Provided material:

PR #4125, opened 2022-02-15
Notifications performance fix - improve edit mode lag

tonisevener:
**Phabricator:** 
https://phabricator.wikimedia.org/T301837 (Part 2 of 3)

### Notes
When performance testing I noticed there was a big lag in updating cell states after switching the edit mode. I saw this when I scrolled to about 2,000 notifications.

### Test Steps
1. Pull the notifications-performance-testing branch down and cherry-pick this commit into it (do not push up this change though).
2. Open Notifications Center and scroll until 2,000 notifications have loaded. Tap the Edit button in the upper right corner. Confirm the state of the cells quickly switch to the edit state (with empty circles instead of type icons).
3. Tap the Edit button in the upper right corner again. Confirm the state of the cells quickly switch out of the edit state.


mazevedofs (approved):
Working great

Your instructions:
From the entries above, select each line containing the string "button".

Solution to this task:
2. Open Notifications Center and scroll until 2,000 notifications have loaded. Tap the Edit button in the upper right corner. Confirm the state of the cells quickly switch to the edit state (with empty circles instead of type icons).
3. Tap the Edit button in the upper right corner again. Confirm the state of the cells quickly switch out of the edit state.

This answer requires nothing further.